Patolojik : Patoloji ile ilgili. Bozulmuş, işlemeyen.

Patoloji : Hastalıkla ilgili hücrelerdeki, dokulardaki ve organlardaki yapısal ve işlevsel değişikliklerin tanınması, araştırılması ve incelenmesiyle ilgilenen bilim dalı.

 

Kalsiyum : Atom numarası 20, atom ağırlığı 40,80, yoğunluğu 1,55 olan, 845 °C'de eriyen, kireç ve alçının birleşimine giren, sarımtırak beyaz bir element (simgesi Ca).
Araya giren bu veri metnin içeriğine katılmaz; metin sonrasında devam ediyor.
PR #592, opened 2020-02-13
DEVEX-1383 asset builder for xenial v1

kpjensen:
Add `runSpecVersion` key to dxasset.json. If release is `xenial` and `runSpecVersion` is `"1"`, build the asset with the corresponding v1 asset builder app.

### DIFF
--- a/src/python/dxpy/asset_builder.py
+++ b/src/python/dxpy/asset_builder.py
@@ -222,6 +222,8 @@ def build_asset(args):
             app_run_result = dxpy.api.app_run(ASSET_BUILDER_PRECISE, input_params=builder_run_options)
         elif asset_conf['release'] == "14.04":
             app_run_result = dxpy.api.app_run(ASSET_BUILDER_TRUSTY, input_params=builder_run_options)
+        elif asset_conf['release'] == "16.04" and asset_conf['runSpecVersion'] == 1:
+            app_run_result = dxpy.api.applet_run('applet-applet-FjyxkZQ0x24p0vfpJVXKPYgx', input_params=builder_run_options)
         elif asset_conf['release'] == "16.04":
             app_run_result = dxpy.api.app_run(ASSET_BUILDER_XENIAL, input_params=builder_run_options)
 
--- a/src/python/dxpy/asset_builder.py
+++ b/src/python/dxpy/asset_builder.py
@@ -68,8 +68,7 @@ def validate_conf(asset_conf):
             "version": "0.0.1",
             "runSpecVersion": "1",
             "release": "16.04",
-            "version": 1,
-            "distribution": Ubuntu
+            "distribution": "Ubuntu"
             "execDepends":
                         [
                             {"name": "samtools", "package_manager": "apt"},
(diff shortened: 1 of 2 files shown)


src/python/dxpy/asset_builder.py
```diff
@@ -79,22 +82,30 @@ def validate_conf(asset_conf):
...
     if 'name' not in asset_conf:
         raise AssetBuilderException('The asset configuration does not contain the required field "name".')
-    # TODO: this default is not a good idea, and we will have to remove it once we ask customers to always provide release
-    if 'release' not in asset_conf:
-        asset_conf['release'] = "12.04"
-    elif asset_conf['release'] not in ['16.04', '14.04', '12.04']:
-        raise AssetBuilderException('The "release" field value should be either "12.04" (DEPRECATED), "14.04", "16.04".')
+
+    # Validate runSpec
+    if 'release' not in asset_conf or asset_conf['release'] not in ['16.04', '14.04', '12.04']:
```
commandlinegirl: That removes the ability to build assets for 12.04. Do we still allow building apps for 12.04? I would add to the title of this commit and to the CHANGELOG: "Remove ability to build assets for Ubuntu 12.04" or similar so that users know which older dxpy version to use if they really need to build 12.04 asset, e.g. to rebuild from source and repro old clinical trial results.

src/python/dxpy/asset_builder.py
```diff
@@ -79,22 +82,30 @@ def validate_conf(asset_conf):
...
+        raise AssetBuilderException('The "release" field value should be either "16.04", "14.04", or "12.04" (DEPRECATED)')
+    if 'runSpecVersion' in asset_conf:
+        if asset_conf['runSpecVersion'] not in ['0','1']:
```
commandlinegirl: Nit: add space after comma and set " instead of ' for strings (here and in similar places in this commit). Thanks!

src/python/dxpy/asset_builder.py
```diff
@@ -65,8 +66,10 @@ def validate_conf(asset_conf):
             "title": "A human readable name",
             "description": " A detailed description abput the asset",
             "version": "0.0.1",
-            "distribution": "Ubuntu",# (Optional)
-            "release": "12.04",
+            "runSpecVersion": "1",
+            "release": "16.04",
+            "version": 1,
```
commandlinegirl: This "version" repeats the "version": "0.0.1" in line 69, can be removed.

src/python/dxpy/asset_builder.py
```diff
@@ -65,8 +66,10 @@ def validate_conf(asset_conf):
...
+            "distribution": Ubuntu
```
commandlinegirl: Please enclose Ubuntu in "".

src/python/dxpy/asset_builder.py
kpjensen: It removes defaulting to 12.04, or defaulting to any release. It's still a valid release to build an asset.

commandlinegirl: Ah, right.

Belirgin : Belirmiş durumda olan, göze çarpan, besbelli, açık, bariz, sarih. Açık bir biçimde.

Birikim : Birikme, bir yerde toplanıp yığılma. Biriktirilen mal ya da para. Gözlemler, deneyler sonucu elde edilmiş şeylerin bütünü, deneyim. Bilim veya sanat alanında sahip olunan bilgi, repertuvar. Herhangi bir aşınma sürecinde veya taşıma işi yapılırken alüvyonlu maddelerin bırakılması. Toplumların kültürel varlıklarının gelişip genişlemesi ve uygarlık düzeyinin yükselmesi süreci.

Değişim : Bir zaman dilimi içindeki değişikliklerin bütünü, değişme. Bir niceliğin birbirinden ayrı değerler alması veya böyle iki değer arasındaki ayrım. Rüzgârın yön değiştirmesi. Para aracılığı olmaksızın, bir nesnenin dolaysız olarak bir başka nesne ile değiştirilmesi, değiş, değişme, değiş tokuş, takas, mübadele, trampa, trok. Yeni döllerin atalarına tıpatıp benzememesini sağlayan özelliklerin tümü, varyasyon.
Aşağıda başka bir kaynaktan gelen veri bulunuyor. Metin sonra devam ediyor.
PR #603, opened 2020-03-26
DEVEX-1591: add dx-mount-all-inputs script (similar to dx-download-all-inputs)

wkoetke:
Add dx-mount-all-inputs script, which is similar to dx-download-all-inputs except that instead of downloading the input files, it mounts them using dxfuse. This helps the performance of apps like csv_loader and vcf_loader which deal with very large input files.

### DIFF
--- a/src/python/dxpy/bindings/mount_all_inputs.py
+++ b/src/python/dxpy/bindings/mount_all_inputs.py
@@ -143,6 +143,9 @@ def mount_all_inputs(exclude=None):
     with open(mount_manifest_file, 'w') as mfile:
         json.dump(files_manifest, mfile)
 
+    dxfuse_version = subprocess.check_output([dxfuse_cmd, "-version"])
+    print("Using dxfuse version " + str(dxfuse_version))
+
     uid = str(int(subprocess.check_output(["id", "-u"])))
     gid = str(int(subprocess.check_output(["id", "-g"])))
     print(subprocess.check_output([dxfuse_cmd, "-uid", uid, "-gid", gid, mount_dir, mount_manifest_file]))
--- a/src/python/dxpy/bindings/mount_all_inputs.py
+++ b/src/python/dxpy/bindings/mount_all_inputs.py
@@ -18,8 +18,8 @@ from __future__ import print_function
 import subprocess
 import json
 import os
-import dxpy
 from dxpy.utils import file_load_utils
+from dxpy.exceptions import err_exit
 
 def _build_mount_manifest(to_mount):
     files_list = []
@@ -39,6 +39,15 @@ def _build_mount_manifest(to_mount):
     print(files_manifest)
     return files_manifest
 
+def _which(program):
+    def is_exe(fpath):
+        return os.path.isfile(fpath) and os.access(fpath, os.X_OK)
+
+    for path in os.environ["PATH"].split(os.pathsep):
+        exe_file = os.path.join(path, program)
+        if is_exe(exe_file):
+            return exe_file
+    return None
 
 def _gen_helper_dict(filtered_inputs):
     '''
@@ -109,7 +118,9 @@ def mount_all_inputs(exclude=None):
     home_dir = os.environ["HOME"]
     mount_dir = os.path.join(home_dir, "in")
     mount_manifest_file = os.path.join(home_dir, "mount-manifest.json")
-    dxfuse_cmd = "/usr/bin/dxfuse"
+    dxfuse_cmd = _which("dxfuse")
+    if dxfuse_cmd is None:
+        err_exit("dxfuse is not installed on this system")
 
     subprocess.check_output(["mkdir", mount_dir])
 
--- a/src/python/dxpy/bindings/mount_all_inputs.py
+++ b/src/python/dxpy/bindings/mount_all_inputs.py
@@ -1,0 +1,147 @@
+# Copyright (C) 2014-2020 DNAnexus, Inc.
+#
+# This file is part of dx-toolkit (DNAnexus platform client libraries).
+#
+#   Licensed under the Apache License, Version 2.0 (the "License"); you may not
+#   use this file except in compliance with the License. You may obtain a copy
+#   of the License at
+#
+#       http://www.apache.org/licenses/LICENSE-2.0
+#
+#   Unless required by applicable law or agreed to in writing, software
+#   distributed under the License is distributed on an "AS IS" BASIS, WITHOUT
+#   WARRANTIES OR CONDITIONS OF ANY KIND, either express or implied. See the
+#   License for the specific language governing permissions and limitations
+#   under the License.
+
+from __future__ import print_function
+import subprocess
+import json
+import os
+import dxpy
+from dxpy.utils import file_load_utils
+
+def _build_mount_manifest(to_mount):
+    files_list = []
+    for file_rec in to_mount:
+        file_entry = {}
+        file_handler = file_rec['handler']
+        file_entry['proj_id'] = file_handler.get_proj_id()
+        file_entry['file_id'] = file_rec['src_file_id']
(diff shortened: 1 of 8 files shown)


wkoetke:
Per discussion with @orodeh , I need to make additional commit to determine which dxfuse command should be run rather than making assumptions about its name, location, or availability. Stay tuned for that...

src/python/dxpy/bindings/mount_all_inputs.py
```diff
@@ -0,0 +1,147 @@
...
+        file_entry['file_id'] = file_rec['src_file_id']
+        file_name = file_rec['trg_fname']
+        k = file_name.rfind("/")
+        file_parent = file_name[:k]
+        file_entry['parent'] = "/in/" + file_parent
+        files_list.append(file_entry)
+    files_manifest = {}
+    files_manifest['Files'] = files_list
+    print("File mount manifest:")
+    print(files_manifest)
```
arunbhat: Can you please give an example of this for the csv loader with the etl config file specified?

commandlinegirl:
@wkoetke Thanks for the PR! I'm in meetings this afternoon but will review either in between or this evening.

src/python/dxpy/bindings/mount_all_inputs.py
```diff
@@ -0,0 +1,147 @@
...
+        file_handler = file_rec['handler']
+        file_entry['proj_id'] = file_handler.get_proj_id()
+        file_entry['file_id'] = file_rec['src_file_id']
+        file_name = file_rec['trg_fname']
+        k = file_name.rfind("/")
+        file_parent = file_name[:k]
+        file_entry['parent'] = "/" + file_parent
+        files_list.append(file_entry)
+    files_manifest = {}
+    files_manifest['Files'] = files_list
```
commandlinegirl: It seems the _files_ key in the manifest is not capitalized (according to the documentation: https://github.com/dnanexus/dxfuse/blob/master/doc/Internals.md#manifest). Or is it working with 'Files' as well?

src/python/scripts/dx-mount-all-inputs
```diff
@@ -0,0 +1,72 @@
...
+    {"$dnanexus_link": "file-xxxx"}
+
+and filename INPUT.TXT, then the linked file will be mounted into the
+path:
+
+    $HOME/in/FOO/INPUT.TXT
+
+If an input is an array of files, then all files will be placed into
+numbered subdirectories under a parent directory named for the
+input. For example, if the input key is FOO, and the inputs are {A, B,
```
commandlinegirl: When multiple files in the array have the same name, e.g. {A, A, A}.vcf, will the target directory structure look the same?

src/python/scripts/dx-mount-all-inputs
```diff
@@ -0,0 +1,72 @@
...
+parser.add_argument('--except',
+                    help=fill('Do not mount the input with this name. (May be used multiple times.)',
+                              width_adjustment=-20),
+                    action="append",
+                    dest="exclude",
+                    default=[])
+
+args = parser.parse_args()
+
+dxpy.mount_all_inputs(exclude=args.exclude)
```
commandlinegirl: Would it be possible to add a test for it? It could go to [test_dxpy.py](https://github.com/dnanexus/dx-toolkit/blob/master/src/python/test/test_dxpy.py). It'd, for example, build an applet in a new project (built with "temporary_project"), running only dx-mount-all-inputs and listing (asserting) the mounted files.

src/python/dxpy/bindings/mount_all_inputs.py
wkoetke: 'Files' works, yes.

wkoetke:
> Per discussion with @orodeh , I need to make additional commit to determine which dxfuse command should be run rather than making assumptions about its name, location, or availability. Stay tuned for that...

This is now done.

src/python/dxpy/bindings/mount_all_inputs.py
```diff
@@ -0,0 +1,147 @@
...
+
+    This allows using shell globbing (FOO/*/*.vcf) to get all the files in the input
+    order and prevents issues with files which have the same filename.'''
+
+    print("Mounting inputs...")
+
+    home_dir = os.environ["HOME"]
+    mount_dir = os.path.join(home_dir, "in")
+    mount_manifest_file = os.path.join(home_dir, "mount-manifest.json")
+    dxfuse_cmd = "/usr/bin/dxfuse"
```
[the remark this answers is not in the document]
wkoetke: It won't be 'provided' (b/c we can't provide it for all platforms/versions/environments), but in the code we look for a valid available executable (and throw an error if there isn't one). Same pattern used elsewhere in the toolkit (e.g. looking for 'wget'):

https://github.com/dnanexus/dx-toolkit/pull/603/commits/7e89c201e6d6a36b850dfef74b9b15cc0ec6b144

src/python/dxpy/bindings/mount_all_inputs.py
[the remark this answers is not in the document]
wkoetke: Done

src/python/dxpy/bindings/mount_all_inputs.py
```diff
@@ -0,0 +1,147 @@
...
+    files_list = []
+    for file_rec in to_mount:
+        file_entry = {}
+        file_handler = file_rec['handler']
+        file_entry['proj_id'] = file_handler.get_proj_id()
+        file_entry['file_id'] = file_rec['src_file_id']
+        file_name = file_rec['trg_fname']
+        k = file_name.rfind("/")
+        file_parent = file_name[:k]
+        file_entry['parent'] = "/" + file_parent
```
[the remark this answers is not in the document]
wkoetke: Done

src/python/scripts/dx-mount-all-inputs
wkoetke: @commandlinegirl , I added an app test for dx-mount-all-inputs similar to the 'file_load' category for the dx-download-all-inputs script. Needs to be run in an app, rather than a unit level test, because dx-mount-all-inputs (just like dx-download-all-inputs) throws an error if not run from inside a job.

src/python/scripts/dx-mount-all-inputs
wkoetke: Those same file names end up getting mounted in unique locations, just like dx-download-all-input downloads them into unique locations. So for an array of files that get mounted it would look like this:

/home/dnanexus/in/csv/0/newdata1.csv
/home/dnanexus/in/csv/1/newdata1.csv
/home/dnanexus/in/csv/2/newdata2.csv

src/python/dxpy/bindings/mount_all_inputs.py
```diff
@@ -0,0 +1,155 @@
...
+    to_mount = []
+    for ival_list in inputs.values():
+        to_mount.extend(ival_list)
+
+    files_manifest = _build_mount_manifest(to_mount)
+    with open(mount_manifest_file, 'w') as mfile:
+        json.dump(files_manifest, mfile)
+
+    uid = str(int(subprocess.check_output(["id", "-u"])))
+    gid = str(int(subprocess.check_output(["id", "-g"])))
```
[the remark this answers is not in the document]
wkoetke: Done

src/python/test/file_mount/basic/dxapp.json
```diff
@@ -0,0 +1,20 @@
+{ "name": "basic",
+  "title": "basic",
+  "summary" : "basic file mount",
+  "runSpec": {
+    "file": "run.sh",
+    "interpreter": "bash",
+    "distribution": "Ubuntu",
+    "release": "14.04"
```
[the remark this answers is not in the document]
wkoetke: Done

Olmaya : Yapılmamış ola, görülmemiş ola.

Değişi : Halkbilim olaylarıyla ürünlerinin hiçbir dış etken olmadan özbiçimleriyle olgularının büyük ölçüde değişmesi, bk. değişi kuramı.

Normal : Kurala uygun, alışılagelen, olağan, düzgülü, aşırılığı olmayan, uygun. Aşırılığı, eksikliği ve taşkınlığı olmama, ortalama durum. Bir eğrinin bir teğetine değme noktasından çizilen dikme.
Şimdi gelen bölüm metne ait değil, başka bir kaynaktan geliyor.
PR #604, opened 2020-04-01
DEVEX-1386 'python3' support for dx-app-wizard

geetduggal:
Adds support for 'interpreter':'python3' with 'version':'1', Ubuntu 16.04 in the toolkit. This will be replacing the old Python 2 as the default.  Tested manually the creation, building, and running of both bash and Python 3 apps.  Added tests app wizard testing script that is also run for traceability testing.

I believe documentation of the python3 support at large is a separate ticket, so this will be the only PR for this ticket.

### DIFF
--- a/src/python/dxpy/scripts/dx_build_app.py
+++ b/src/python/dxpy/scripts/dx_build_app.py
@@ -230,7 +230,7 @@ def _check_syntax(code, lang, temp_dir, enforce=True):
     """
     # This function needs the language to be explicitly set, so we can
     # generate an appropriate temp filename.
-    if lang == 'python2.7' or 'python3' in lang':
+    if lang == 'python2.7' or 'python3' in lang:
         temp_basename = 'inlined_code_from_dxapp_json.py'
     elif lang == 'bash':
         temp_basename = 'inlined_code_from_dxapp_json.sh'
--- a/src/python/dxpy/scripts/dx_build_app.py
+++ b/src/python/dxpy/scripts/dx_build_app.py
@@ -230,12 +230,12 @@ def _check_syntax(code, lang, temp_dir, enforce=True):
     """
     # This function needs the language to be explicitly set, so we can
     # generate an appropriate temp filename.
-    if lang == 'python2.7':
+    if lang == 'python2.7' or lang == 'python3':
         temp_basename = 'inlined_code_from_dxapp_json.py'
     elif lang == 'bash':
         temp_basename = 'inlined_code_from_dxapp_json.sh'
     else:
-        raise ValueError('lang must be one of "python2.7" or "bash"')
+        raise ValueError('lang must be one of "python2.7", "python3", or "bash"')
     # Dump the contents out to a temporary file, then call _check_file_syntax.
     with open(os.path.join(temp_dir, temp_basename), 'w') as ofile:
         ofile.write(code)
--- a/src/python/dxpy/scripts/dx_build_app.py
+++ b/src/python/dxpy/scripts/dx_build_app.py
@@ -230,7 +230,7 @@ def _check_syntax(code, lang, temp_dir, enforce=True):
     """
     # This function needs the language to be explicitly set, so we can
     # generate an appropriate temp filename.
-    if lang == 'python2.7' or lang == 'python3':
+    if lang == 'python2.7' or 'python3' in lang':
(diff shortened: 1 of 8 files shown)


emiloslavsky:
don't we also need to modify the templates? e.g. https://github.com/dnanexus/dx-toolkit/blob/master/src/python/dxpy/templating/templates/python/basic/test/test.py#L52

emiloslavsky:
Also I wonder if DEVEX-1524 is still broken.

commandlinegirl:
@geetduggal Would you also update [this](https://github.com/dnanexus/dx-toolkit/blob/master/src/python/dxpy/utils/executable_unbuilder.py#L100) line.

It should include "python3" as well.

commandlinegirl:
As well as in the script generating dxapp.json: https://github.com/dnanexus/dx-toolkit/blob/813ac1357062441d436268e6076a20ecaa2530c9/src/python/scripts/dx-generate-dxapp#L319

geetduggal:
Thanks @emiloslavsky !  Yes, I think the templates are a great point.  Looking at them, it seems like there may be multiple issues, also related to Python 3.

commandlinegirl:
@geetduggal Could you also add python3 to this condition: 

https://github.com/dnanexus/dx-toolkit/blob/42fa7faac36b4c8e7de94417ee0a65a57021707a/src/python/dxpy/scripts/dx_build_app.py#L233

geetduggal:
> Requesting the updates in the interpreter choices (see my other comments).
> 
> Also, the templates need to updated:
> 
> ```
> dx-app-wizard --help
> (...)
>   --template {basic,parallelized,scatter-process-gather}
>                         Execution pattern of your app
> ```
> 
> The code for these templates is here: https://github.com/dnanexus/dx-toolkit/tree/master/src/python/dxpy/templating/templates
> 
> The question is how often these templates are even used? Perhaps we could deprecate them for Python3.

Thanks @commandlinegirl !  I discussed this with @emiloslavsky this afternoon and we decided if its a quick fix then we will keep the templates.  It turned out to be a pretty quick one and all three templates work as expected with a Python 3 compile of the toolkit.  So we'll leave it in for the moment.

geetduggal:
> @geetduggal Could you also add python3 to this condition:
> 
> https://github.com/dnanexus/dx-toolkit/blob/42fa7faac36b4c8e7de94417ee0a65a57021707a/src/python/dxpy/scripts/dx_build_app.py#L233

Thanks!  I updated it.  We may also need separate ticket(s) for other scripts like these

geetduggal:
Addressed comments inline.
I also manually verified all apps for the templates are created with 'python3' and 'version' 1
dx-app-wizard integration tests also pass with my modifications and addition to the tests

geetduggal:
@commandlinegirl  @emiloslavsky I've completed this pass addressing the review.  Please re-review at your leisure.

src/python/dxpy/scripts/dx_build_app.py
```diff
@@ -230,12 +230,12 @@ def _check_syntax(code, lang, temp_dir, enforce=True):
     """
     # This function needs the language to be explicitly set, so we can
     # generate an appropriate temp filename.
-    if lang == 'python2.7':
+    if lang == 'python2.7' or lang == 'python3':
```
commandlinegirl, line 233: Actually, it could cover other "python3" version added down the road (including python3.5), so how about:

```suggestion
    if lang == 'python2.7' or 'python3' in lang':
```

commandlinegirl:
@geetduggal Thanks! I think we also have to update prints in each of the python template tests, (with print import from future), e.g. [here](https://github.com/dnanexus/dx-toolkit/blob/master/src/python/dxpy/templating/templates/python/basic/test/test.py#L38).

geetduggal:
> @geetduggal Thanks! I think we also have to update prints in each of the python template tests, (with print import from future), e.g. [here](https://github.com/dnanexus/dx-toolkit/blob/master/src/python/dxpy/templating/templates/python/basic/test/test.py#L38).

Thanks @commandlinegirl I updated it. Also, since dxpy already imports `print_function` from `__future__`, anyplace else where we import that that also imports dxpy may be redundant.

geetduggal:
@commandlinegirl please re-review at your convenience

Derece : Bir süreç içindeki durumlardan her biri, basamak, aşama, rütbe, mertebe. Bir çemberin üç yüz altmışta birine eşit olan açı birimi. Başarı gösterme. Bir çözeltinin yoğunluğunu ölçmede kullanılan birim. Ölçü aletlerinin ölçeğinde belirtilmiş bulunan başlıca bölümlerden her biri. Denli, kadar. Sıcaklıkölçer.

 

Birik : İki tekerlekli araba. Arı. Eş, benzer. Örümcek ağı. Çocukların koşarak oynadıkları bir oyun.

Tuzla : Kıyılarda, tava denilen havuzlara deniz veya göl suyu akıtıldıktan sonra kurutularak tuz çıkarılan yer, memleha. İstanbul iline bağlı ilçelerden biri. Davarlara kırda tuz verilen düz, taşlık ve kayalık yerler. Tuzlak.

Değiş : Değme işi. Değişim.

Diğer dillerde Kalsinozis anlamı nedir?